[Dataset items]
####################

PR #5516, opened 2020-05-28
Improve model version dependency handling

ines:
## Description

- [x] accept `spacy_version` in meta to define any version range
- [x] use `setuptools`/`packaging` ([relevant docs](https://packaging.pypa.io/en/latest/)) to parse version ranges so we know whether a model is compatible with the current version (or any version) of spaCy
- [x] generate default version ranges: current version that the model was created with, up to next minor
- [x] tidy up requirements
- [x] show warning in model loading helpers if loaded model is not compatible with current version (according to model's version specs)

### Open questions

- [ ] How do we include our backwards compatibility hack that also considers models specifying stuff like `>=2.2.2` as incompatible, even though they're _technically_ compatible?

#### Example warning

```
UserWarning: [W095] Model 'en_model' (0.0.0) requires spaCy >=3.1.0,<3.2.0 and 
is incompatible with the current version (3.0.0.dev9). This may lead to 
unexpected results or runtime errors. To resolve this, download a newer 
compatible model or retrain your custom model with the current spaCy version. 
For more details and available updates, run: python -m spacy validate
```

### Types of change

ehnancement

## Checklist

### DIFF
--- a/requirements.txt
+++ b/requirements.txt
@@ -13,8 +13,11 @@ numpy>=1.15.0
 requests>=2.13.0,<3.0.0
 plac>=0.9.6,<1.2.0
 tqdm>=4.38.0,<5.0.0
-importlib_metadata>=0.20; python_version < "3.8"
 pydantic>=1.3.0,<2.0.0
+# Official Python utilities
+setuptools
+packaging
+importlib_metadata>=0.20; python_version < "3.8"
 # Development dependencies
 cython>=0.25
 pytest>=4.6.5
--- a/spacy/util.py
+++ b/spacy/util.py
@@ -330,6 +330,16 @@ def get_model_meta(path):
     for setting in ["lang", "name", "version"]:
         if setting not in meta or not meta[setting]:
             raise ValueError(Errors.E054.format(setting=setting))
+    if "spacy_version" in meta:
+        if not is_compatible_version(about.__version__, meta["spacy_version"]):
+            warnings.warn(
+                Warnings.W095.format(
+                    model=f"{meta['lang']}_{meta['name']}",
+                    model_version=meta["version"],
+                    version=meta["spacy_version"],
+                    current=about.__version__,
+                )
+            )
     return meta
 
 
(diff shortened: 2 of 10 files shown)


requirements.txt
```diff
@@ -13,8 +13,11 @@ numpy>=1.15.0
 requests>=2.13.0,<3.0.0
 plac>=0.9.6,<1.2.0
 tqdm>=4.38.0,<5.0.0
-importlib_metadata>=0.20; python_version < "3.8"
 pydantic>=1.3.0,<2.0.0
+# Official Python utilities
+setuptools
```
honnibal, line 18: I guess we really do have to leave these unpinned upwards, but should we set a minimum lower version? I don't know what sort of ancient setuptools someone might have.

spacy/util.py
```diff
@@ -236,33 +238,46 @@ def get_package_version(name):
...
+        version or constraint are invalid.
+    """
+    # Handle cases where exact version is provided as constraint
+    if constraint[0].isdigit():
+        constraint = f"=={constraint}"
+    try:
+        spec = SpecifierSet(constraint)
+        version = Version(version)
+    except (InvalidSpecifier, InvalidVersion):
+        return None
```
honnibal, line 260: What sort of version constraints might be invalid? Trying to figure out whether `None` is better than raising.

ines: Something weirdly formatted, something that happens to not be a valid version. It's not about the version constraint, it's about whether the string is considered a valid version.

honnibal: Yeah but should we raise there? I guess if you download a model with a bad version string it's okay to let you load it.

ines: I think raising here may cause too many problem – if a version is formatted wrong, we can still load the model and we will report an incompatibility warning. I think it's better to be cautios here.

(Also, I currently have some logic in `spacy validate` that sets the version to `"n/a"` and then expects a `None` compatibility result. But of course I can adjust that if we decide we do want to raise for non-versions.)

####################

Copy exactly the lines that run from the first line of the data to the line containing "- [x] accept", please, with both ends included and nothing else.

(EXERCISE SOLUTION):
PR #5516, opened 2020-05-28
Improve model version dependency handling

ines:
## Description

- [x] accept `spacy_version` in meta to define any version range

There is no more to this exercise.